▶ What the task requires:
Repeat the listing below word for word, stopping after the line that contains "1. Change the title / emoji of a document.".

▶ Supplied data:
[Start of section]

PR #7108, opened 2024-06-21
fix: set document's collection for determining policies

### LINKED ISSUE #7107: Document becomes uneditable after changing the title (or) emoji.
After changing the title (or) emoji in a document, it becomes uneditable.
Share, publish, and other actions are not displayed.

**To Reproduce**
1. Change the title / emoji of a document.
2. Verify the document is uneditable and actions are hidden.

hmacr:
Closes #7107 

Document permissions are set to `false` since the collection is not loaded for the document.

Fails here -> https://github.com/outline/outline/blob/main/server/policies/document.ts#L32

[End of section]

▶ Answer space:
PR #7108, opened 2024-06-21
fix: set document's collection for determining policies

### LINKED ISSUE #7107: Document becomes uneditable after changing the title (or) emoji.
After changing the title (or) emoji in a document, it becomes uneditable.
Share, publish, and other actions are not displayed.

**To Reproduce**
1. Change the title / emoji of a document.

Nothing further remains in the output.